In this article, we’ll break down what agentic AI looks like in programmatic advertising, how it’s changing campaign planning and activation, and where it’s delivering the most impact.
What is programmatic advertising in the agentic AI era?
Programmatic advertising is the automated, cross-channel buying and selling of digital media across channels like display, video, and connected TV (CTV). In the age of agentic AI, marketers can identify and act on opportunities while campaigns are live, as agentic AI functions less as a passive tool and more like a dynamic teammate.
With AI-powered programmatic marketing, your team can now proactively anticipate what’s likely to work next, simplify fragmented channels into a more unified strategy, and focus campaigns on outcomes that move your business forward with support from predictive insight and real-time intelligence.
Machine learning now processes and analyzes massive volumes of data in milliseconds, allowing systems to decide which impression to buy, what it’s worth, and where it’ll deliver the most impact in real time.

How is agentic AI reshaping programmatic marketing?
Programmatic advertising has always been about automation, but agentic AI is pushing it into something more adaptive. AI-driven processes now analyze the marketplace and enable autonomous media activation with human oversight, grounded in responsible automation.
As you integrate agentic AI into your advertising, it helps automate time-intensive, day-to-day tasks so your team can focus more on strategy, planning, and performance. Marketers still define the goals, set the guardrails, and oversee how AI is applied, which keeps decisions aligned with business objectives, compliance requirements, and overall campaign strategy.

Here’s how marketers can benefit from agentic AI:
- AI accelerates and improves how fragmented signals across identity, behavior, and context are connected into a usable customer view.
- Optimization happens continuously, not in reporting cycles, as bids, audiences, and spend adjust in real time.
- Decisioning moves beyond static rules toward adaptive, data-driven prioritization.
- Predictive models help reduce waste by identifying low-value impressions before allocating spend.
- Personalization becomes more accurate while still grounded in privacy-safe, identity-first data.
How is AI transforming media curation and supply optimization?
Programmatic advertising has traditionally relied on open exchange buying, optimizing across large volumes of inventory. As AI becomes more embedded in programmatic marketing, the focus is shifting toward more intentional activation, prioritizing environments that are more likely to perform from the start.
Dynamic curation and supply optimization
With dynamic curation, AI aligns predictive audiences with contexts where engagement is strongest, using real-time signals to determine who to reach and where they’re most likely to engage. Campaigns are guided toward higher-probability environments upfront, rather than relying on post-impression optimization.

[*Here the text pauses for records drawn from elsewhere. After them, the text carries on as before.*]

PR #181, opened 2026-05-05
feat(bigquery): bq_query_timeout_ms knob; default 600s (was 90s)

ZdenekSrotyr:
## Summary

Adds `data_source.bigquery.query_timeout_ms` (default 600 000 ms / 10 min) plumbed through every code path that LOADs the DuckDB BigQuery extension. Replaces the extension's built-in 90 s timeout that produced the user-facing `Binder Error: Query execution exceeded the timeout. Job ID: <id>` HTTP 400 from `agnes query --remote`.

## End-to-end verification ✅ (reproduced + fixed within the BQ RPC ceiling)

Reproduced the exact user failure on the prod container by running an uncached heavy aggregation against `bq.product_analytics.S2_session_pageviews` with three different `bq_query_timeout_ms` values:

| `bq_query_timeout_ms` | Outcome | Wall time |
|---|---|---|
| `1` | ❌ `BinderException: Binder Error: Query execution exceeded the timeout. Job ID: …` | 1.0 s |
| `100` | ❌ Same error | 1.1 s |
| `600000` | ❌ Same error | **200.5 s ← BigQuery server-side cap** |

The error wording matches the user's report **exactly**, including the `Job ID:` suffix. Confirmed by reading the extension source — `bigquery_client.cpp:973-980` throws `BinderException("Query execution exceeded the timeout. Job ID: " + job_id)` when `query_request.timeout_ms` (set from `bq_query_timeout_ms` at line 1064-1065) elapses on the BigQuery `jobs.query` RPC.

**This is a partial fix** with a known ceiling:

- ✅ Queries that finish 90 s < t ≤ ~200 s — were failing on prod (extension default 90 s), will succeed after this PR (default 600 s, BQ server cap ~200 s).
- ❌ Queries that take longer than ~200 s — still fail with the same error after this PR. The extension issues a single `jobs.query` RPC and throws on the first incomplete response; it does not poll `getQueryResults` afterwards. A real fix for >200 s queries requires either an upstream PR to `hafenkran/duckdb-bigquery` to add a polling loop, or a server-side wrapper in agnes. Tracked separately.

## Why

The match between the extension's default value (`90000` ms) and the timing of the user's failure (~90 s wall before HTTP 400) was the strongest signal. Extension-source review confirms `bq_query_timeout_ms` is the only knob in this code path. Bumping it past ~200 s costs nothing — BQ server-caps at ~200 s anyway — so `600000` is a forgiving default that gets the maximum out of the RPC's effective ceiling.

## What changes

| File | Change |
|---|---|
| `connectors/bigquery/access.py` | New `apply_bq_session_settings(conn)` helper. Reads the knob via `app.instance_config.get_value`. Called from `_default_duckdb_session_factory` after `LOAD bigquery`. |
| `connectors/bigquery/extractor.py` | Calls the helper after `LOAD bigquery` in the standalone extraction path. |
| `src/orchestrator.py` | Calls the helper after `LOAD bigquery` in the `_remote_attach` ATTACH path (the path `agnes query --remote` actually hits — verified by tracing app/api/query.py → analytics.duckdb → views over `_remote_attach`). |
| `app/api/admin.py` | Exposes `query_timeout_ms` in the `/api/admin/server-config` `known_fields` schema. Hint documents the ~200 s BQ server cap. |
| `config/instance.yaml.example` | Adds the knob as a commented-out option with the same hint. |
| `tests/test_bq_query_timeout.py` | 8 unit tests: default, explicit value, sentinel 0, negative, non-numeric, string-numeric coercion, SET-failure fail-soft, missing app.instance_config. |
| `CHANGELOG.md` | Entry under `[Unreleased]` → Added with the ~200 s caveat. |

## Caveats (operator-facing)

- **BigQuery's `jobs.query` RPC server-side caps wait at ~200 s** regardless of the value passed. The extension throws `BinderException` on the first `complete=false` response — no polling loop. Setting `query_timeout_ms` above ~200 s does no harm but does not extend the effective ceiling beyond the BQ cap. DuckDB emits an informational warning when the value is above its threshold; ignore it.
- For queries that genuinely need >200 s, the PR alone is insufficient — a follow-up is needed.

## What this PR does NOT fix

- Queries that exceed BQ's ~200 s server cap (above).
- The `order_economics` materialize broken-source_query bug — independent root cause (registered with backtick-fully-qualified syntax + wrong project ID); fixed via prod break-glass on 2026-05-05 (DB UPDATE while app stopped). The validator that rejects backticks in `source_query` was added based on a factually wrong premise (its comment claims DuckDB parses backticks first; empirically the BQ extension passes source_query verbatim into `bigquery_query()`'s second arg). A follow-up PR should relax that validator and/or construct materialize SQL programmatically from registry's `bucket+source_table+data_project`.

## Test plan

- [x] `pytest tests/test_bq_query_timeout.py` — 8/8 pass locally
- [x] `pytest tests/test_bigquery_extractor*.py tests/test_bq_materialize.py tests/test_orchestrator.py tests/test_admin_configure_api.py` — 107/107 pass locally (no regressions)
- [x] Verified on prod container: SET propagates, `duckdb_settings()` reflects the value, end-to-end reproduces user's exact `Binder Error: ... Job ID: ...` failure when set low and reaches BQ's ~200 s ceiling when set high.
- [x] Read `hafenkran/duckdb-bigquery` source to confirm: `bq_query_timeout_ms` → `query_request.mutable_timeout_ms()` (line 1064-1065) → BinderException on `complete=false` (line 977-979). Single RPC, no polling.

### DIFF
--- a/CHANGELOG.md
+++ b/CHANGELOG.md
@@ -10,6 +10,9 @@ CalVer image tags (`stable-YYYY.MM.N`, `dev-YYYY.MM.N`) are produced for every C
 
 ## [Unreleased]
 
+### Added
+- **`data_source.bigquery.query_timeout_ms` config knob** (default 600 000 ms = 10 min). The DuckDB BigQuery extension's built-in default of 90 s was too tight for analyst-scale queries against view-backed BQ datasets — `agnes query --remote` would HTTP 400 with `Binder Error: Query execution exceeded the timeout. Job ID: …` whenever the underlying BQ job took longer than 90 s, even though the BQ job itself was healthy. The new knob is applied via `SET bq_query_timeout_ms` after every `LOAD bigquery` on every BQ-touching DuckDB session — the orchestrator's `_remote_attach` ATTACH path (`src/orchestrator.py`), the analytics-DB read-only reattach path (`src/db.py:_reattach_remote_extensions` — the primary `agnes query --remote` request path), the `BqAccess` session factory (`connectors/bigquery/access.py`), and the standalone extractor (`connectors/bigquery/extractor.py`). Sentinel `0` (or non-numeric / unparseable values) leaves the extension default in place so operators on legacy extension versions that don't recognise the setting aren't broken. Configurable via `/admin/server-config` UI. Note: BigQuery's `jobs.query` RPC caps the wait at ~200 s per call regardless of this setting; the extension polls on top so the effective ceiling is the value here but each poll is ~200 s. DuckDB emits an informational warning when the value is set above the BQ RPC cap — operators can safely ignore it.
+
 ### Fixed
 
 - Keboola sync now falls back to the legacy Storage-API client when the DuckDB Keboola extension's per-table scan fails, not just when the initial `ATTACH` fails. Two changes:
--- a/app/api/admin.py
+++ b/app/api/admin.py
@@ -285,6 +285,24 @@ _KNOWN_FIELDS: dict[str, dict[str, dict]] = {
                         "`agnes snapshot create` suggestion. 0 disables the gate. Default 5368709120 = 5 GiB."
                     ),
                 },
+                "query_timeout_ms": {
+                    "kind": "int",
+                    "default": 600000,
+                    "hint": (
+                        "DuckDB BigQuery extension query timeout (milliseconds). Applied "
+                        "via `SET bq_query_timeout_ms` after every `LOAD bigquery` on "
+                        "every BQ-touching DuckDB session (orchestrator remote-view "
+                        "ATTACH, BqAccess factory, standalone extractor). Extension "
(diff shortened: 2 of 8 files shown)


ZdenekSrotyr:
Fixed in commit `f9d6be35` — added `apply_bq_session_settings(conn)` to `src/db.py:_reattach_remote_extensions` right after the BQ secret creation and before ATTACH. The function-level docstring there already calls out that this path runs on every read-only analytics-DB open (i.e. every `agnes query --remote`), which is exactly the user-facing path the timeout was breaking. Devin Review was right that without this the rest of the PR was a partial fix. CHANGELOG entry now lists `src/db.py:_reattach_remote_extensions` alongside the other three sites.

ZdenekSrotyr:

PR #1108, opened 2021-12-30
Add status parameter to push monitor

### LINKED ISSUE #961: allow push monitoring set status via query param (in addition to "upside down" checkbox)

trogper:
# Description

Add `status` GET parameter to push monitor type. Undefined and "true" are treated as UP, anything else is false.
I consider this as non-breaking, since already created monitors/urls will continue working without the parameter specified.

Fixes #961 

## Type of change

## Checklist


sicet7:
This feature would be awesome i currently have 23 monitors where 4 of them are up-side-down of 4 other monitors because i want this functionallity :-)

This would help alot to declutter my status page :-)

Computroniks (approved):

louislam:
In my opinion, `up` is more meaningful than `true`.

PR #1155, opened 2022-01-09
ping path is common to all BSDs

ledeuns:
# Description

When running on OpenBSD, there is an error : "Could not detect your ping binary."

## Type of change

The code already supports FreeBSD. And all the BSDs share the same ping path. So we can follow the same codepath. We just need to compare against "*bsd" and not the full OS name.


marcules:
@louislam @ledeuns doesn't this PR break the "FBSD" host env var check in server.js?

chakflying:
need to change import in `healthcheck.js` as well.

ledeuns:
Sorry about this, I was sure I grepped for `FBSD` in the tree... :/
And FreeBSD is different from other BSDs on this point ($HOST).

This moves programmatic marketing away from broad open exchange buying and toward more curated, intentional activation, with continuous adjustments as signals evolve.
Emerging agentic workflows
Emerging agentic workflows introduce systems that analyze performance, recommend changes, and activate them within defined guardrails. Instead of waiting for reporting cycles, campaigns continuously evaluate signals and adjust in real time.

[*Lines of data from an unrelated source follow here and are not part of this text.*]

PR #1164, opened 2022-01-11
reintroduce exports.FBSD

ledeuns:
# Description

https://github.com/louislam/uptime-kuma/pull/1155 broke environment variable parsing for FreeBSD. So this reintroduce the specific FreeBSD check.

### DIFF
--- a/server/util-server.js
+++ b/server/util-server.js
@@ -15,6 +15,7 @@ const nodeJsUtil = require("util");
 exports.WIN = /^win/.test(process.platform);
 exports.LIN = /^linux/.test(process.platform);
 exports.MAC = /^darwin/.test(process.platform);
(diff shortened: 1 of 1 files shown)


louislam:
I think that /bsd$/ is already covering freebsd.

ledeuns:
Yes, it does. However, the `$HOST` envvar is FreeBSD specific (is not set on Open/Net/Dragonfly)

I am fine with your latest commit though :)

louislam:
> Yes, it does. However, the `$HOST` envvar used in `server.js` is FreeBSD specific (is not set on Open/Net/Dragonfly)
> 
> I am fine with your latest commit though :)

Oh, then FBSD should be kept, I thought `HOST` is existing in all BSDs.

PR #1183, opened 2022-01-13
Adding option to monitor other docker containers

c0derMo:
# Description

Adds the ability to monitor the uptime of other docker containers on the same system.
Docker daemon & container are specified for each monitor.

AI handles day-to-day decisions like shifting spend or refining audiences, while marketers retain strategic control and accountability.

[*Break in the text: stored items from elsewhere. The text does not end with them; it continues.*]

PR #1184, opened 2022-01-13
Rename 2FA/TOTP field ID for password manager filling compatibility

Khord:
# Description

It would be nice to update the TOTP Token field's id to something like `otp, totp, 2fa, code, two-factor, challenge, token, mfa`  etc to support password manager filling, such as with 1Password's built in TOTP authenticators.

Some context from a similar issue:
https://1password.community/discussion/comment/544305/#Comment_544305

## Type of change

- Other

## Checklist

## Screenshots (if any)

uptime-kuma
image

working example 1
image

working example 2 - bestbuy.com
image

### DIFF
--- a/src/components/Login.vue
+++ b/src/components/Login.vue
@@ -17,7 +17,7 @@
                 <div v-if="tokenRequired">
                     <div class="form-floating mt-3">
                         <input id="otp" v-model="token" type="text" maxlength="6" class="form-control" placeholder="123456">
-                        <label for="otp">{{ $t("2FA Token") }}</label>
+                        <label for="otp">{{ $t("Token") }}</label>
                     </div>
                 </div>
 
--- a/src/components/Login.vue
+++ b/src/components/Login.vue
@@ -16,8 +16,8 @@
 
                 <div v-if="tokenRequired">
                     <div class="form-floating mt-3">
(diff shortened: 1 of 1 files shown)


src/components/Login.vue
```diff
@@ -16,8 +16,8 @@
 
                 <div v-if="tokenRequired">
                     <div class="form-floating mt-3">
-                        <input id="floatingToken" v-model="token" type="text" maxlength="6" class="form-control" placeholder="123456">
-                        <label for="floatingToken">{{ $t("Token") }}</label>
+                        <input id="otp" v-model="token" type="text" maxlength="6" class="form-control" placeholder="123456">
+                        <label for="otp">{{ $t("2FA Token") }}</label>
```
Saibamen, line 20: `2FA Token` translation key doesn't exist in any language file. Please add it to en.js file

Saibamen (changes requested):

src/components/Login.vue
chakflying: Changing this key doesn't even make sense. Maybe we want to update the translation, in this case just update `en.js` instead.

Khord: Reverted, I don't really care about that part

Saibamen (approved):

PR #1366, opened 2022-03-11
check-password-strength new version update 2.0.5 

deanilvincent:
Hello, thank you for using this package. We published some updates and you might want to update your package version. : ) Thank you!

# Description
check-password-strength that supports additional symbols/special characters referenced from owasp list.
 [PR reference](https://github.com/deanilvincent/check-password-strength/pull/60/files)

Version update of the check-password-strength from 2.0.3 to 2.0.5

Symbols:
Prior to 2.0.5: 
```
!@#$%^&_
```
2.0.5+: 
```
!"#$%&'()*+,-./:;<=>?@[\]^_`{|}~]
```

### DIFF
--- a/package.json
+++ b/package.json
@@ -68,7 +68,7 @@
         "chardet": "^1.3.0",
         "chart.js": "~3.6.0",
         "chartjs-adapter-dayjs": "~1.0.0",
-        "check-password-strength": "^2.0.3",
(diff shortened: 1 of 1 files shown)


louislam:
Thanks for the awesome library, it is easy to use!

Generative and analytical AI applications
Not all AI in programmatic advertising is about activation. Many gains are happening behind the scenes, especially in analytics.
Generative and analytical AI support tasks like attribute development, description creation, and insight acceleration. This reduces time spent on reporting and helps teams focus on understanding performance, surfacing patterns, and identifying what to scale.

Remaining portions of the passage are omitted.